Federal Court’s free-speech blunder

NSW should appeal to the High Court against this week’s Full Federal Court judgment in the World Youth Day case.

The court held invalid regulations made by a NSW Minister that provided for fines of up to $5500 for people who “annoyed” participants in World Youth Day.

The decision was a dud on a couple of grounds. First, it gave the false impression that the court was upholding a right to freedom of speech. But in fact there are virtually no rights to freedom of speech in Australia that cannot be taken away by silly or capricious governments – of which the NSW Government is a prime example.

Secondly, the court’s reasoning was flawed and flew in the face of an earlier High Court case.

Putting aside policy and philosophical reasons for supporting freedom of speech (of which there are many), you have to ask, what on earth was the Federal Court doing in dealing with what was essentially a NSW matter involving NSW law – a matter that properly belonged in the NSW courts?

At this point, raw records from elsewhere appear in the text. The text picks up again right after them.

PR #6396, opened 2016-01-13
Fix missing meta on privacy update

### LINKED ISSUE #5667: Privacy change causes dataset to not show meta indicators in listing
dataset-properties

gfiorav:
Fixes #5667

The problem was that the JSON return was not done properly and nested info about synchronisation was lost. Now it should be fine.

This uses the new presenter (returns one thing or another depend on who is asking) but has to "convert" from member to viz, which might not be the best thing.

When CI pases I'll call for a CR.

P.D.: Although not in the scope of the ticket I corrected the return of create as well, as it had the same flaw.

cc/ @xavijam

### DIFF
--- a/app/controllers/api/json/visualizations_controller.rb
+++ b/app/controllers/api/json/visualizations_controller.rb
@@ -60,7 +60,10 @@ class Api::Json::VisualizationsController < Api::ApplicationController
 
         track_event(vis, 'Created')
 
-        render_jsonp(vis)
+        visualization = Carto::Visualization.find(vis.id)
+        presenter = Carto::Api::VisualizationPresenter.new(visualization, current_viewer, self)
+
+        render_jsonp(presenter.to_poro)
       rescue CartoDB::InvalidMember
         render_jsonp({ errors: vis.full_errors }, 400)
       rescue CartoDB::NamedMapsWrapper::HTTPResponseError => exception
--- a/app/controllers/api/json/visualizations_controller.rb
+++ b/app/controllers/api/json/visualizations_controller.rb
@@ -60,10 +60,7 @@ class Api::Json::VisualizationsController < Api::ApplicationController
 
         track_event(vis, 'Created')
 
-        visualization = Carto::Visualization.find(vis.id)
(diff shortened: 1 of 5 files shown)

The Federal Court’s reasoning in handing itself this jurisdiction was bizarre.

It said, quite properly, that an action to strike out a law (federal or state) because it offends the Constitution belongs in the federal courts.

This action said that the NSW regulation offended what the High Court has held to be an implied freedom of political communication which is necessary for the functioning of the representative system of government spelled out in the Constitution.

Fine. The Federal Court should have ruled on that point. But no. The plaintiffs in the case said as an alternative that the regulation went beyond the power granted in the World Youth Day Act. The Act said the Minister may make regulations for the smooth running of the day. The court said that that did not run to regulations against “annoying behaviour”. That was a very sound argument, but one that properly belonged in the NSW Supreme Court.

How did the Federal Court respond? It said something like, “Before we can look at the constitutional question we have to decide whether the regulation under challenge was a valid regulation in the first place. And it does not matter how weak or baseless the constitutional argument is, that is enough to give us jurisdiction and to determine all the matters contested by the parties.”

So folks, if you want a state matter heard in a federal court, concoct any old constitutional argument and tack it on to your state matter.

Does it matter? Surely it is a good thing to have all contested issues between parties heard in one court in one action rather than splitting them into state and federal matters and hiving them off to separate courts. Yes, I agree, but with a big but.

You should only do this if the Constitution permits it. And in 1999 in the Wakim case the High Court held that the Constitution did not permit it. It struck down both Commonwealth and State legislation that vested state jurisdiction in federal courts. The Constitution permitted the Commonwealth to give federal matters to state courts (for example copyright, tax and so on) but it did not permit traffic the other way. There was nothing in the Constitution that said the states could give, or the federal courts receive, jurisdiction over state matters.

The High Court acknowledged that the joint federal-state legislative companies scheme which did this was good policy and very convenient because litigants needed to go to only one court to contest all their issues — but it was unconstitutional. The Commonwealth and state Parliaments could not amend the Constitution through the back door, it said.

Justice Michael McHugh put it best when he said, “If Australia is to have a system of federal courts, the public interest requires that these courts should have jurisdiction to deal with all existing controversies between litigants in those courts. However, the judiciary has no power to amend or modernise the Constitution to give effect to what the judges think is in the public interest. The function of the judiciary is to give effect to the intention of the makers of the Constitution.”

But this week the Federal Court, seemingly ignoring the Wakim case, held that the Federal Court Act did give state jurisdiction to the Federal Court and it could rule on whether a state regulation was permitted by a state statute.

This may seem fairly esoteric, but it is fundamental. We have to have the courage to say, “Look, the constitutional framers could not be expected to foresee everything. Sometimes, we have to recognise that the Constitution is broken in parts and needs fixing.”

This is one such part. And the other part highlighted by this case is the Constitution’s failure to guarantee fundamental rights like freedom of speech.

We should have a Constitution that prevents over-zealous and authoritarian Governments, like that in NSW, from infringing fundamental rights.

This week the Federal Court should have said, “Sorry, the Constitution prohibits us from hearing state matters, and the implied right of political communication does not run to religious protests. If you don’t like it, you, the people, can do something about it by amending the Constitution – but it’s not our job to do that for you.”

Instead, what have we got? Free-speech activists applauding a victory when it was nothing of the kind; an erosion of the authority of the Constitution; a NSW Government unlikely to appeal because the show is over and it will be too politically difficult to explain why they are doing it – the masses don’t like complex things; and governments still holding virtually unfettered power to interfere with fundamental rights.

But despite the Federal Court’s actions this week, if I had the choice between judges and a bill of rights as the guardian of my freedom or Morris Iemma’s Government, I’d take the judges any day.